*** Material provided Section Begins ***

PR #8109, opened 2026-05-03
stream: implement `Peekable::size_hint`

Rachit2323:
## Motivation                                                                                            
                                                                                                           
`Peekable<T>` buffers one item in `self.peek` when `.peek()` is called,
  but had no `size_hint` implementation. This caused it to fall back to                                    
  the default `(0, None)`, which means `collect()` always pre-allocates                                    
  with capacity 0 and resizes on every push — even when the exact count                                    
  is known.  
  
 ## Solution                                           

  Add a `size_hint` impl that adds 1 to both the lower and upper bounds
  when `self.peek` is occupied. Uses `saturating_add` for the lower bound                                  
  and `checked_add` for the upper bound to handle overflow safely.
  The approach mirrors `std::iter::Peekable::size_hint`.                                                   
                                                        
  Added `tokio-stream/tests/stream_peekable.rs` with tests covering:                                       
  normal consumption, peek then consume, empty stream, double peek,
  and overflow safety.


tokio-stream/tests/stream_peekable.rs
```diff
@@ -0,0 +1,94 @@
...
+    assert_eq!(s.size_hint(), (0, Some(0)));
+}
+
+#[tokio::test]
+async fn peek_returns_correct_item() {
+    let mut s = stream::iter(vec![10, 20, 30]).peekable();
+
+    assert_eq!(s.peek().await, Some(&10));
+    assert_eq!(s.peek().await, Some(&10)); // second peek returns same item
+    assert_eq!(s.next().await, Some(10));  // next() gives same item
```
martin-g:
```suggestion
    assert_eq!(s.next().await, Some(10)); // next() gives same item
```

tokio-stream/tests/stream_peekable.rs
```diff
@@ -0,0 +1,94 @@
...
+    assert_eq!(s.next().await, Some(1));
+    assert_eq!(s.size_hint(), (2, Some(2)));
+
+    // peek again
+    let _ = s.peek().await;
+    assert_eq!(s.size_hint(), (2, Some(2)));
+
+    s.next().await;
+    assert_eq!(s.size_hint(), (1, Some(1)));
+
```
martin-g, line 36:
```suggestion
    // peek the last item
    let _ = s.peek().await;
    assert_eq!(s.size_hint(), (1, Some(1)));
```

tokio-stream/src/stream_ext/peekable.rs
```diff
@@ -47,4 +47,15 @@ impl<T: Stream> Stream for Peekable<T> {
...
     }
+
+    fn size_hint(&self) -> (usize, Option<usize>) {
+        let peek_len = if self.peek.is_some() { 1 } else { 0 };
+        let (lo, hi) = self.stream.size_hint();
+        let lo = lo.saturating_add(peek_len);
+        let hi = match hi {
+            Some(x) => x.checked_add(peek_len),
+            None => None,
+        };
```
martin-g:
```suggestion
        let hi = hi.and_then(|x| x.checked_add(peek_len));
```

tokio-stream/tests/stream_peekable.rs
```diff
@@ -0,0 +1,94 @@
...
+    let mut s = MaxHint(true).peekable();
+
+    // before peek: delegates directly to inner
+    assert_eq!(s.size_hint(), (usize::MAX, Some(usize::MAX)));
+
+    // after peek: peek_len=1, checked_add(1) on usize::MAX must give None not panic
+    let _ = s.peek().await;
+    assert_eq!(s.size_hint(), (usize::MAX, None));
+}
```
martin-g, line 98:
```suggestion
}

#[tokio::test]
async fn size_hint_unbounded_upper() {
    // A stream that reports unknown upper bound
    struct Unbounded;
    impl Stream for Unbounded {
        type Item = u32;
        fn poll_next(self: std::pin::Pin<&mut Self>, _cx: &mut std::task::Context<'_>) -> std::task::Poll<Option<u32>> {
            std::task::Poll::Ready(Some(42))
        }
        fn size_hint(&self) -> (usize, Option<usize>) {
            (1, None)
        }
    }
    let mut s = Unbounded.peekable();
    assert_eq!(s.size_hint(), (1, None));
    let _ = s.peek().await;
    assert_eq!(s.size_hint(), (2, None)); // still unbounded after peek
}
```

martin-g (approved):

Rachit2323:
Friendly ping, anything left to do here?

Darksonn:
I'll rename this since it isn't a bugfix - the old value is not wrong just inefficient. Otherwise LGTM, merging now.

PR #8110, opened 2026-05-03
sync: implement `PartialEq` and `Eq` for `CancellationToken`

### LINKED ISSUE #8087: Provide a way to check if CancellationToken are the same
I want to check if the `CancellationToken` are the same one in the following code to catch a bug:

```rust
impl<'a> Drop for ApiGuard<'a> {
    fn drop(&mut self) {
        let s = match self
            .sessions
            .lock()
            .unwrap()
            .remove(&self.account_id)
            .unwrap()
        {
            Session::Game(_) => unreachable!(),
            Session::Api(v) => v,
        };

        assert_eq!(s, self.active); // This line does not compile.

        self.active.cancel();
    }
}
```

Provide method similar to `Arc::ptr_eq`.

Wrap `CancellationToken` with `Arc` and use `Arc::ptr_eq` to check. The problem with this is it create extra allocation.

tglane:
## Motivation
#8087 requests for a way to check if two `CancellationToken`s are equal/the same.

## Solution
Implementations for `PartialEq` and `Eq` were added to `CancellationToken` to check, whether two tokens point to the same tree node of the cancellation tree. With this two tokens are considered equal if cancelling one will always also cancel the other and vice versa.

Closes #8087

### DIFF
--- a/tokio-util/src/sync/cancellation_token.rs
+++ b/tokio-util/src/sync/cancellation_token.rs
@@ -122,6 +122,19 @@ impl Clone for CancellationToken {
     }
 }
 
+impl PartialEq for CancellationToken {
+    /// Checks if two tokens are equal in terms of their cancellation operation.
+    ///
+    /// Two tokens are considered equal if cancelling one will always also cancel the other and vice
+    /// versa. This is only true for cloned tokens and not for tokens in a parent-child
+    /// relationship.
+    fn eq(&self, other: &CancellationToken) -> bool {
+        Arc::ptr_eq(&self.inner, &other.inner)
+    }
+}
+
+impl Eq for CancellationToken {}
+
 impl Drop for CancellationToken {
     fn drop(&mut self) {
         tree_node::decrease_handle_refcount(&self.inner);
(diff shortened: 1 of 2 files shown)


tokio-util/src/sync/cancellation_token.rs
```diff
@@ -122,6 +122,18 @@ impl Clone for CancellationToken {
     }
 }
 
+impl PartialEq for CancellationToken {
+    /// Checks if two tokens are equal in terms of their cancellation operation.
+    ///
+    /// Two tokens are considered equal if cancelling one will always also cancel the other and vice
+    /// versa.
```
Darksonn: It would be nice if this section mentioned that parent/child relationships return false.

Darksonn (approved):

martin-g (approved):
LGTM!

Do we also want to add impl for `Hash` too ?

Darksonn:
I mean, sure, adding hash seems fine.

tglane:
Thanks for adding the impl for `Hash` @martin-g

Darksonn (approved):
Thanks.

PR #8119, opened 2026-05-04
sync: document memory ordering guarantees for Semaphore

cong-or:
I was looking at #7435 — the semaphore implementation already uses careful                                                                                                                 Acquire/Release/AcqRel orderings throughout batch_semaphore.rs, but none of                                                                                                                 
that is visible to users reading the public docs.                                                                                                                                           
                                                                                                                                                                                              
  This adds a "Memory ordering" section to the Semaphore rustdoc covering the                                                                                                                 
  guarantees @Darksonn outlined in the issue:

  - Successful acquisition is AcqRel
  - Releasing permits (drop, add_permits, forget_permits) and close are AcqRel
  - Failed attempts and available_permits/is_closed are Acquire loads

  Also included a plain-English summary: writes before a release are visible
  after a subsequent acquire. Felt worth spelling out since not everyone thinks
  in terms of atomic orderings.

  Single-file change, 30 lines of doc comments, no code changes

### DIFF
--- a/tokio/src/sync/semaphore.rs
+++ b/tokio/src/sync/semaphore.rs
@@ -28,23 +28,22 @@ use std::sync::Arc;
 ///
 /// # Memory ordering
 ///
-/// Successfully acquiring a permit (via [`acquire`], [`acquire_many`],
-/// [`try_acquire`], [`try_acquire_many`], or their `_owned` variants) performs
-/// an `AcqRel` operation on the semaphore's internal state. Similarly,
-/// releasing permits (by dropping a [`SemaphorePermit`] or
-/// [`OwnedSemaphorePermit`], or by calling [`add_permits`] or
-/// [`forget_permits`]) and closing the semaphore (via [`close`]) are also
-/// `AcqRel` operations.
+/// If a task writes some data and then releases a permit, any task that later
+/// acquires a permit is guaranteed to see that data. This makes it safe to use
+/// a semaphore to hand data off between tasks through shared state.
+///
+/// Stated more precisely in terms of atomic memory orderings: acquiring a
+/// permit (via [`acquire`], [`acquire_many`], [`try_acquire`],
+/// [`try_acquire_many`], or their `_owned` variants), releasing permits (by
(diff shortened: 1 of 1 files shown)


tokio/src/sync/semaphore.rs
```diff
@@ -26,6 +26,36 @@ use std::sync::Arc;
...
 ///
+/// # Memory ordering
+///
+/// Successfully acquiring a permit (via [`acquire`], [`acquire_many`],
+/// [`try_acquire`], [`try_acquire_many`], or their `_owned` variants) performs
+/// an `AcqRel` operation on the semaphore's internal state. Similarly,
+/// releasing permits (by dropping a [`SemaphorePermit`] or
+/// [`OwnedSemaphorePermit`], or by calling [`add_permits`] or
+/// [`forget_permits`]) and closing the semaphore (via [`close`]) are also
+/// `AcqRel` operations.
```
Darksonn: Instead of saying that it performs that operation on its internal state, I would much rather say that it has the same synchronization guarantees as an atomic. We don't want to promise that we're using an atomic internally (and in fact, there's a mutex internally, so it's not even true).

Or maybe it's better to just to say that these operations (that is, the `AcqRel` operations) will all be ordered and that each operation synchyronizes-with all previous operations.

Darksonn (commented):
Hey I'm sorry I missed this when it was originally posted. I have a few review comments below, but if you're no longer interested in working on it that's also okay and I'll do the fixups myself on top of your change.

tokio/src/sync/semaphore.rs
cong-or: @Darksonn  Good catch, thanks! Agreed that "internal state" wrongly implied there's an atomic inside.

Reworded it to lead with the plain-English idea first, data written before a release is visible to whoever acquires next; and kept the precise wording below: acquire/release/close are AcqRel, totally ordered, each synchronizing-with all prior ones, just like AcqRel on a single atomic. Happy to adjust the wording if you'd prefer.

Darksonn (approved):
Thanks.

PR #8076, opened 2026-04-20
Require that an `RwLock` has `max_readers != 0`

Darksonn:
If an `RwLock` is created with max readers equal to zero, then write locks do not ensure mutual exclusion because they acquire 0 permits. This can be abused to trigger UB.
```rs
let v = RwLock::with_max_readers(vec![1], 0);
let mut w1 = v.write().await;
let w2 = v.write().await;
let one = &w2[0];
*w1 = Vec::new();
println!("{one}"); // UAF
```
This bug was discovered by asking Gemini to look for bugs in the `with_max_readers` method of `tokio/src/sync/rwlock.rs`.

PR #8122, opened 2026-05-07
Prepare Tokio v1.47.5

Darksonn:
# 1.47.5 (May 7th, 2026)

### Fixed

* sync: fix underflow in mpsc channel `len()` ([#8062])
* sync: notify receivers in mpsc `OwnedPermit::release()` method ([#8075])
* sync: require that an `RwLock` has `max_readers != 0` ([#8076])
* sync: return `Empty` from `try_recv()` when mpsc is closed with outstanding permits ([#8074])

[#8062]: https://github.com/tokio-rs/tokio/pull/8062
[#8074]: https://github.com/tokio-rs/tokio/pull/8074
[#8075]: https://github.com/tokio-rs/tokio/pull/8075
[#8076]: https://github.com/tokio-rs/tokio/pull/8076

### DIFF
--- a/tokio/Cargo.toml
+++ b/tokio/Cargo.toml
@@ -6,7 +6,7 @@ name = "tokio"
 #   - README.md
 # - Update CHANGELOG.md.
 # - Create "v1.x.y" git tag.
-version = "1.47.4"
+version = "1.47.5"
 edition = "2021"
 rust-version = "1.70"
 authors = ["Tokio Contributors <team@tokio.rs>"]
--- a/Cargo.lock
+++ b/Cargo.lock
@@ -1050,9 +1050,9 @@ checksum = "69cdb34c158ceb288df11e18b4bd39de994f6657d83847bdffdbd7f346754b0f"
 
 [[package]]
 name = "rand"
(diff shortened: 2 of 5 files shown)


tokio/Cargo.toml
martin-g, line 4: https://github.com/tokio-rs/tokio/pull/8122/changes#diff-f4bfdbfbf2e4c7b2036d9a38e3e99cf403fb50ce4f319c12552bc02e06e4fee7R89 still has a `path` dependency for `tokio-macros`

mattiapitossi: This was prior to the path fix, I think removing the path will create the ambiguity between packages?

mattiapitossi (approved):

tokio/Cargo.toml
Darksonn: Yeah, the path dep situation was a bit broken at the time.

martin-g: I thought that was improved only in more recent versions, not in the 1.47.x branch.
If this step is no more needed then maybe remove line 4 ?!

PR #1, opened 2017-04-05
Service for gathering and reporting metrics

Scooletz:
Connects to https://github.com/Particular/LaunchWave.DevOpsAdvancedMonitoring/issues/48

This PR implements the Program Service that:
- [x] uses bootstrapper to be run as a service and as a console
- [x] consumes messages (for now of type `JsonMetricsContext`)
- [x] dispatches them to an asynchronous consumer (ConcurrentQueue)
- [x] enables registering consumers
- [ ] gathers raw metrics


Scooletz:
Ping @SzymonPobiega 
Could you review it?

src/ServiceControl.Monitoring/MetricReport.cs
```diff
@@ -0,0 +1,15 @@
+﻿namespace NServiceBus.Metrics
+{
+    using Newtonsoft.Json.Linq;
+
+    /// <summary>
+    /// The reporting message.
+    /// </summary>
+    public class MetricReport : ICommand
```
weralabaj: That could simply by `IMessage`.

SzymonPobiega: I think we should de-serialize directly to JsonMetricsContext instead of JObject. It should be possible if we use Newtonsoft serializer as daniel pointed out.

src/ServiceControl.Monitoring/MetricsHandler.cs
```diff
@@ -1,20 +1,20 @@
...
 
-    public class MetricsHandler : IHandleMessages<JsonMetricsContext>
+    public class MetricsHandler : IHandleMessages<MetricReport>
     {
         static readonly Task<int> CompletedTask = Task.FromResult(0);
-        readonly PublisherConsumer<JsonMetricsContext> publisherConsumer;
+        readonly PublisherConsumer<MetricReport> publisherConsumer;
 
-        public MetricsHandler(PublisherConsumer<JsonMetricsContext> publisherConsumer)
+        public MetricsHandler(PublisherConsumer<MetricReport> publisherConsumer)
```
SzymonPobiega: Maybe out of scope of this PR but why going through `PublisherConsumer` instead of injecting `NServiceBusReceivedMetricContext` to the handler via container?

weralabaj:
LGTM

src/ServiceControl.Monitoring/MetricReport.cs
weralabaj: So we assume here that for now we ignore the potential extensions, but potentially will use it in the future?

SzymonPobiega: Extensions?

weralabaj: Probably "customizations" would be a better word. I mean that even though officially that could be anything, we still make an assumption this will be the exact type used, and if NSB.Metrics adds/modifies some data, then we'll break.

src/ServiceControl.Monitoring/MetricsHandler.cs
Scooletz: I was planning to get `NServiceBusReceivedMetricContext` registered as a consumer as every other tool.

src/ServiceControl.Monitoring/MetricReport.cs
Scooletz: After taking a look how the raw data were reported with `NServiceBusReceivedMetricContext` I think that I agree with @weralabaj . The reporting could be done as a [TolerantReader](https://martinfowler.com/bliki/TolerantReader.html) that simply extracts `JProperty` with name `Context` and store the whole JObject payload in a dictionary. This would remove our dependency on the Metrics leaving this data as raw as possible.

SzymonPobiega: I am not sure what you are trying to achieve here. NServiceBus.Metrics depends on Metrics.NET and uses it to generate Json. We will use Metrics.NET here internally to generate derived metrics (most likely). What would we gain from pretending we don't use Metrics.NET?

src/ServiceControl.Monitoring/MetricsHandler.cs
SzymonPobiega: But we don't expect any other consumers, do we?

Scooletz:
Recent commits' changes:
- code aligned with the new format of the message from the metrics plugin
- raw data are reported with raw `JObject` JSON structures
- `Metrics.NET` removed as they are not needed for now.

Scooletz:
Ping @weralabaj @SzymonPobiega

weralabaj:
LGTM. As for the type, I think until proven it's impossible/too much effort, we should not rely on Metrics.NET types. ATM it seems it'll be simpler that way.

SzymonPobiega:
:+1:. Let's get this in.

PR #3, opened 2017-04-07
Move target import

danielmarbach:


Scooletz:
It looks that this PR did not change the build status. Also, after tagging develop we're green so far.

*** Material provided Section Ends ***

Problem to work on: Looking back over the records above, in how many lines does the word "dependency" occur? Give the number alone.

Response to the exercise: 2